Так как вообще изобразительное искусство есть изображение общего через особенное, то оно располагает лишь двумя возможностями, посредством которых может постигнуть идеи и представить их в действительном и зримом образе. Либо оно предоставляет общему быть обозначенным через особенное, либо особенное, обозначая общее, одновременно есть само
это общее. Первая форма изображения – аллегорическая, вторая – символическая (согласно тем дефинициям, которые по этому вопросу уже были даны ранее).Я здесь еще кое-что добавлю относительно аллегории
вообще и затем буду особо говорить об аллегории в живописи.Аллегорию вообще можно сравнить с общим
языком, который в противоположность отдельным языкам опирается не на произвольные, но на естественные и объективно значимые обозначения. Аллегория есть выражение идей через действительные конкретные образы и поэтому есть язык искусства, в особенности же искусства изобразительного, которое, будучи, по выражению одного древнего поэта, немой поэзией, должно давать представление о своих мыслях как бы в личном их воплощении через образы. Однако строгое понятие аллегории, из которого мы исходим, сводится к тому, что изображаемое обозначает нечто иное, а не само себя, указывает на нечто, что отлично от него.Следует отличать аллегорию как от языка, так и от иероглифа.
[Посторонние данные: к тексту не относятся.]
PR #1044, opened 2021-07-22
WRN-1380: Migrate Dropdown unit tests to Testing Library

stanca-pop-lgp:

### Checklist

Migrated unit tests from Enzyme to Testing Library for Dropdown component.

### Resolution

### Additional Considerations

### Links
WRN-1380


Dropdown/tests/Dropdown-specs.js
```diff
@@ -1,261 +1,271 @@
...
+			<Dropdown title={title}>
+				{updatedChildren}
+			</Dropdown>
+		);
 
 		const expected = 5;
-		const actual = dropDown.children().length;
+		const actual = updatedChildren.length;
 
 		expect(actual).toBe(expected);
```
alexandrumorariu, line 185: Here you can use toHaveLength() instead, but it is up to you.

Dropdown/tests/Dropdown-specs.js
```diff
@@ -1,261 +1,271 @@
...
+
+		rerender(
+			<Dropdown title={title}>
+				{updatedChildren}
+			</Dropdown>
+		);
 
 		const expected = 5;
-		const actual = dropDown.children().length;
+		const actual = updatedChildren.length;
```
daniel-stoian-lgp, line 183: Unfortunately, this does not verify that the actual dropdown has 5 options, but just that an array is updated. You will proably need to change the test to render an opened dropdown and check the number of children of a node(something like screen.getByRole("list").children.length

stanca-pop-lgp: You are right. Thank you for the suggestion!

alexandrumorariu (approved):
LGTM

daniel-stoian-lgp (approved):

Так как равным образом и иероглифы не только вообще произвольны и не необходимо связаны с сущностным соотношением обозначенного и обозначающего, но, сверх того, скорее объясняются потребностью, чем высшим замыслом, если указывают на красоту самое по себе и для себя, то для иероглифов достаточно, если они указывают на предмет лишь в общих чертах, безразлично, в красивом ли или отталкивающем виде. Напротив, от аллегории требуется, чтобы каждый знак или изображение не только были связаны с предметом аллегорическим образом, но чтобы они были задуманы и выполнены свободно и с целью дать нечто прекрасное. Сама природа аллегорична во всех тех творениях, в которые она не вложила бесконечное понятие их самих как жизненное начало и начало самостоятельности. В таком смысле поистине аллегоричен цветок, окраска которого только указывает на внутреннюю природу или на замысел природы, или, что то же самое, лишь намечает идею. Инстинктивное тяготение к аллегории обнаружилось и в том, что основа всех языков, в особенности у древних народностей, аллегорична. Остановимся только на самом общем соображении: каким образом люди дошли бы до того, чтобы различать в языке предметы по их родам (различие, свойственное всем языкам, за вычетом особо непоэтических) без обладания аллегорическими и как бы наделенными личностью прообразами этих вещей?Если живопись по преимуществу аллегорична, то основание этого лежит в самой ее природе, ибо живопись еще не есть истинно
символическое искусство, и там, где она не возвышается до последнего, как она это делает в высшем своем проявлении, она может только обозначать общее через особенное. Однако с точки зрения аллегории в живописи следует различать два случая: либо аллегория используется лишь как дополнение к картине, во всем остальном исторической, либо же весь замысел и композиция сами по себе аллегоричны. В первом случае всегда имеет место ущербное, если только аллегорические существа, которые сюда привносятся, сами не смогут иметь в картине историческое значение. Если, например, при изображении отдыха во время бегства в Египет, когда Святая Дева покоится с Младенцем под деревом, склонясь к Нему, смотрит на Него и одновременно овевает Его, на ветвях будут изображены ангелы, то они должны рассматриваться здесь действительно как исторические предметы; или, когда на одной картине Альбани137, изображающей похищение Елены, Венера выводит Елену за руку из дома Менелая, а на заднем плане воспроизводятся боги любви, радующиеся этому событию, то и они выступают здесь также в качестве исторических существ. Наоборот, если на картине, изображающей смерть короля нашего времени, на смертном одре которого даже, быть может, разложены регалии, на одной стороне ее стоял бы гений с спущенным факелом, это было бы совершенно плоским использованием аллегории, ибо гения никак нельзя было бы истолковать на данной картине исторически; или когда Пуссен на картине, представляющей брошенного младенца Моисея (в Египте), изображает Нил в образе речного бога, скрывающего свою голову в тростнике, то последнее будет весьма изящной аллегорией, коль скоро этим указывается, что истоки Нила неизвестны; но если, далее, младенец Моисей вкладывается этому речному богу в руки, то такая аллегория уничтожает самый смысл картины, ведь никто при этом не сможет вообразить себе опасности, коль скоро младенец вверен скорее заботам разумного бога, нежели слепой силе бессмысленной стихии.